## Extracted information
···
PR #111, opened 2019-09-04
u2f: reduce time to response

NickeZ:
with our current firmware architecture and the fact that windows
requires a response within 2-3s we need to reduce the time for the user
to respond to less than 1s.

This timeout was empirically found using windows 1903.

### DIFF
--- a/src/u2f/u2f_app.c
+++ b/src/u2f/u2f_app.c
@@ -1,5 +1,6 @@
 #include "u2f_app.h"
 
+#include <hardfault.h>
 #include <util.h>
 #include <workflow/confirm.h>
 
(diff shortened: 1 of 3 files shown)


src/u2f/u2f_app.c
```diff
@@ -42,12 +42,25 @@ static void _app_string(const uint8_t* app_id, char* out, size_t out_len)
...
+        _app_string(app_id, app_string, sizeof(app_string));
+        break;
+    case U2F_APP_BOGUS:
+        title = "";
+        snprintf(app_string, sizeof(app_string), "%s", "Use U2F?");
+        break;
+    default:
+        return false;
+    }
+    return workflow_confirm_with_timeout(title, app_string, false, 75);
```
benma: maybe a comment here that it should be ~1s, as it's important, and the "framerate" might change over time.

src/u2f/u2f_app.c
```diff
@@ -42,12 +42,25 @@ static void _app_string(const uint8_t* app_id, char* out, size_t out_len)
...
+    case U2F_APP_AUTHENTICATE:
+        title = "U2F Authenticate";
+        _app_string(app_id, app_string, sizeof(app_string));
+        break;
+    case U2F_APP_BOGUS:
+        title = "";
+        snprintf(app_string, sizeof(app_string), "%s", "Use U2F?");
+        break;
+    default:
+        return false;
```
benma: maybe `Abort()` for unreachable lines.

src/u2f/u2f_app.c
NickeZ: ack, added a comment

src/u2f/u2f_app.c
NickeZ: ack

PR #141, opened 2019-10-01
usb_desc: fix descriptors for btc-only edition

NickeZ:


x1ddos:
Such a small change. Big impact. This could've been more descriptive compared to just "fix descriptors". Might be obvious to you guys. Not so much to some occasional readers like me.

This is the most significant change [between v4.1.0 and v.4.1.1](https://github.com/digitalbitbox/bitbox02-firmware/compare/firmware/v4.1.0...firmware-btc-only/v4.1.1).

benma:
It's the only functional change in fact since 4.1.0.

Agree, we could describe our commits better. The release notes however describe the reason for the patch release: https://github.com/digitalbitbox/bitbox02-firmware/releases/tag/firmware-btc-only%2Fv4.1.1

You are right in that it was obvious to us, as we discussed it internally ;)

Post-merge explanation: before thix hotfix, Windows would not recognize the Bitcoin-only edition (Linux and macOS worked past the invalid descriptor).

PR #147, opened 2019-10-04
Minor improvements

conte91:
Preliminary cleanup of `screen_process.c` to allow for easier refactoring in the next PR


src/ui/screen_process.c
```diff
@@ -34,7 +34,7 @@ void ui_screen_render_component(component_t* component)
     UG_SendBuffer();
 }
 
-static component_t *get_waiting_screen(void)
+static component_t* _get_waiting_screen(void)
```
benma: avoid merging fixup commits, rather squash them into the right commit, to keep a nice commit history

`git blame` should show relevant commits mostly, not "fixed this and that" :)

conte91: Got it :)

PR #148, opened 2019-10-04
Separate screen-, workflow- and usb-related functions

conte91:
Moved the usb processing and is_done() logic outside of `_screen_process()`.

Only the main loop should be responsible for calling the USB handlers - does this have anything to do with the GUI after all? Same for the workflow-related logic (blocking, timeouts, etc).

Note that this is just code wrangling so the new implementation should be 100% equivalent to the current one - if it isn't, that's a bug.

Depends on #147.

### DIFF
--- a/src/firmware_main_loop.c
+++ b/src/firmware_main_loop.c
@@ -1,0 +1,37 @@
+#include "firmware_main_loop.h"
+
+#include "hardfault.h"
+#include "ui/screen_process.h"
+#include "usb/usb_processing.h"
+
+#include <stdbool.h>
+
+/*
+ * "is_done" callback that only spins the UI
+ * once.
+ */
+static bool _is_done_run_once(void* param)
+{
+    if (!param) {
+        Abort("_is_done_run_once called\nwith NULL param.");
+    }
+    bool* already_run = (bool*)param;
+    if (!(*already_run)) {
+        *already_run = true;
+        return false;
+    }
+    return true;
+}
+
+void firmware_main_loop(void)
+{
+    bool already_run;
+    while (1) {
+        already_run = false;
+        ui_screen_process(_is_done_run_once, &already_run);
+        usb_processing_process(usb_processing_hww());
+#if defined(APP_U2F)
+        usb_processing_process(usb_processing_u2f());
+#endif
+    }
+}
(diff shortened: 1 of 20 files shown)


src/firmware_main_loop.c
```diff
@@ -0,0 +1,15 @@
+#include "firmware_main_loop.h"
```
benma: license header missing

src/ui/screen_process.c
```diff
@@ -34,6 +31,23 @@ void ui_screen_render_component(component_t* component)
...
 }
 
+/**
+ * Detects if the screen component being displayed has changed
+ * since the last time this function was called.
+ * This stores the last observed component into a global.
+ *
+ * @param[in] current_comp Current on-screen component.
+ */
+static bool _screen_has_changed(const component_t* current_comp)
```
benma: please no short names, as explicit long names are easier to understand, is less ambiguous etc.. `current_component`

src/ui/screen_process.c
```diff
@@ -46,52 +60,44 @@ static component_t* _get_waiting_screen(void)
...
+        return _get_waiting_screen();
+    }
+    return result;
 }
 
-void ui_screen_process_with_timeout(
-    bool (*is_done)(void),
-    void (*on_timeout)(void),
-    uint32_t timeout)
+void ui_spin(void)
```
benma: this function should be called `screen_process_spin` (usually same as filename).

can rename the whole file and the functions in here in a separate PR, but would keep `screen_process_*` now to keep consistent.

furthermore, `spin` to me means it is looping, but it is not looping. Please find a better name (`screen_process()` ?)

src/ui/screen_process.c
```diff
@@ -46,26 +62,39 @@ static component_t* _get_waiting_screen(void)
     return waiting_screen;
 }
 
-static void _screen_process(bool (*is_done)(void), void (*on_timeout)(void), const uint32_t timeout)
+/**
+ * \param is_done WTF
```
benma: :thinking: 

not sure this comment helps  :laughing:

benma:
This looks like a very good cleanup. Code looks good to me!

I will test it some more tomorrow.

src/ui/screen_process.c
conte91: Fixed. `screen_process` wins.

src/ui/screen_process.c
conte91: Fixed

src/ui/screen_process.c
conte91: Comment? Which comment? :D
···
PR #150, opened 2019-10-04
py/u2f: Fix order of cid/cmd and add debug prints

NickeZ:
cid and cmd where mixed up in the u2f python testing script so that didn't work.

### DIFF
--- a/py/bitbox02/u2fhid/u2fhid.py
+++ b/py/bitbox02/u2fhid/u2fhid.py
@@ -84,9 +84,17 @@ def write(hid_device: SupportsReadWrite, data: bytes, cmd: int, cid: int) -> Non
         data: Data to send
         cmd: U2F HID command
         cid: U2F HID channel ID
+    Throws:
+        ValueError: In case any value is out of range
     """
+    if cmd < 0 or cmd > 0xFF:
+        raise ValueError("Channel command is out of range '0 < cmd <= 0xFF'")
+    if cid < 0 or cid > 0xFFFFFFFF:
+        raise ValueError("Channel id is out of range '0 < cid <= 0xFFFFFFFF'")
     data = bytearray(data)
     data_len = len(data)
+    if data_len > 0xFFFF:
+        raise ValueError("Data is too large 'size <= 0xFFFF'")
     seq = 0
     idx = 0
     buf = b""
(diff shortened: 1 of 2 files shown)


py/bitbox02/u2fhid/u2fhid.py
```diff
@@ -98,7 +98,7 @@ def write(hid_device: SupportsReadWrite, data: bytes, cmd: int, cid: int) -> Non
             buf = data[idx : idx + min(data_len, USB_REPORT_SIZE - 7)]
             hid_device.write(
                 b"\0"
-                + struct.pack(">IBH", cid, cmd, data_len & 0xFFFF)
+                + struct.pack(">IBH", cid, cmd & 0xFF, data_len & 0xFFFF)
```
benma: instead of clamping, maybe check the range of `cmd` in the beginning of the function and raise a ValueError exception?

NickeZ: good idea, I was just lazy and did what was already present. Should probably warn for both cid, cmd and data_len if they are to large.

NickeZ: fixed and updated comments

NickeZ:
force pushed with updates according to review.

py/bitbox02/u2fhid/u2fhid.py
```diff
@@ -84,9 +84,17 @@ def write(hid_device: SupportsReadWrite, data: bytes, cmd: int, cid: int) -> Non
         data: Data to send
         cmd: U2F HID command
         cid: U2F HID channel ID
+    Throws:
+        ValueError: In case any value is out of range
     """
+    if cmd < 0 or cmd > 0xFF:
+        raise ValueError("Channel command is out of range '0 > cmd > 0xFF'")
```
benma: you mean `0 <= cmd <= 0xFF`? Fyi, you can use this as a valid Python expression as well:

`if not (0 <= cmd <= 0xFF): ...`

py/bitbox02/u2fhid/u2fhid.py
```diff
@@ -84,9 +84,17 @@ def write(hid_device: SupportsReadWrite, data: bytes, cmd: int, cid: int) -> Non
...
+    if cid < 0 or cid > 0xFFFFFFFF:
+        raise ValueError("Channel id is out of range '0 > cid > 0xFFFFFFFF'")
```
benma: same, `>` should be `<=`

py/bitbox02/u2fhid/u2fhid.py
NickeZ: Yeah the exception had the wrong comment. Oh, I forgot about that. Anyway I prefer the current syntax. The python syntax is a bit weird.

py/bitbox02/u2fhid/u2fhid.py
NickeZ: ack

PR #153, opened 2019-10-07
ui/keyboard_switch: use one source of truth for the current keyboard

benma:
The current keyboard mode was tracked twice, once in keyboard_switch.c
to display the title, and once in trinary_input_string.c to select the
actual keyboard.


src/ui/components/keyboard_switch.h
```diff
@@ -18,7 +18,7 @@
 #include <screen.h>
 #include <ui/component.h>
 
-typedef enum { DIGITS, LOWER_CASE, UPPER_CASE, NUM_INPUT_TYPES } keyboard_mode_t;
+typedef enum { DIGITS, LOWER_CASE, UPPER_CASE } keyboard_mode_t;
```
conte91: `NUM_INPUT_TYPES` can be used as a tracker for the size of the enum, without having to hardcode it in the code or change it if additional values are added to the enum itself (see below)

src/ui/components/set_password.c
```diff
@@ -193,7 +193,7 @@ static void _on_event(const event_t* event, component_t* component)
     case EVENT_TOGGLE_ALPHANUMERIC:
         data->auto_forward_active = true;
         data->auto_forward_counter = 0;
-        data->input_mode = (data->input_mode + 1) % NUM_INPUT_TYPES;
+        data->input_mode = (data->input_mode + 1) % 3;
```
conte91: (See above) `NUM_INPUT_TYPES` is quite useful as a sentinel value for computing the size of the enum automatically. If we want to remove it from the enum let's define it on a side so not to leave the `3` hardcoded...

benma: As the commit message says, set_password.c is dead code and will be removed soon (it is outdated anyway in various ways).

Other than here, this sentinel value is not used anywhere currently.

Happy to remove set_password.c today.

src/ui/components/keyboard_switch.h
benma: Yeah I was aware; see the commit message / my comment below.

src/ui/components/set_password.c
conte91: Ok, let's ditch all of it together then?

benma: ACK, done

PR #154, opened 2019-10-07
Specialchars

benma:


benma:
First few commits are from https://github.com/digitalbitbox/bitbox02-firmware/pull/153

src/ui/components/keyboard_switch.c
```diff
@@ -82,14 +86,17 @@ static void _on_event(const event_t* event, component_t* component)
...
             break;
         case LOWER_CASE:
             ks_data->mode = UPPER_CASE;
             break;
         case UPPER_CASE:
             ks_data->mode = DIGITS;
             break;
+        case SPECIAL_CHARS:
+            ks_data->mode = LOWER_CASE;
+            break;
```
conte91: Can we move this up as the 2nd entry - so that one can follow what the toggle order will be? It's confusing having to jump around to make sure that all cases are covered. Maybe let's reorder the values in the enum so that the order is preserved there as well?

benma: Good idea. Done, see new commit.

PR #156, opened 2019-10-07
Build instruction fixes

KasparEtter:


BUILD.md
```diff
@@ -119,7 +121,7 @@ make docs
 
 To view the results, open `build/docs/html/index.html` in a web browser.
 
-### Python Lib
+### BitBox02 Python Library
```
···
## Work request
Pull every line with the string "digitalbitbox" out of the material.

## Written answer
This is the most significant change [between v4.1.0 and v.4.1.1](https://github.com/digitalbitbox/bitbox02-firmware/compare/firmware/v4.1.0...firmware-btc-only/v4.1.1).
Agree, we could describe our commits better. The release notes however describe the reason for the patch release: https://github.com/digitalbitbox/bitbox02-firmware/releases/tag/firmware-btc-only%2Fv4.1.1
First few commits are from https://github.com/digitalbitbox/bitbox02-firmware/pull/153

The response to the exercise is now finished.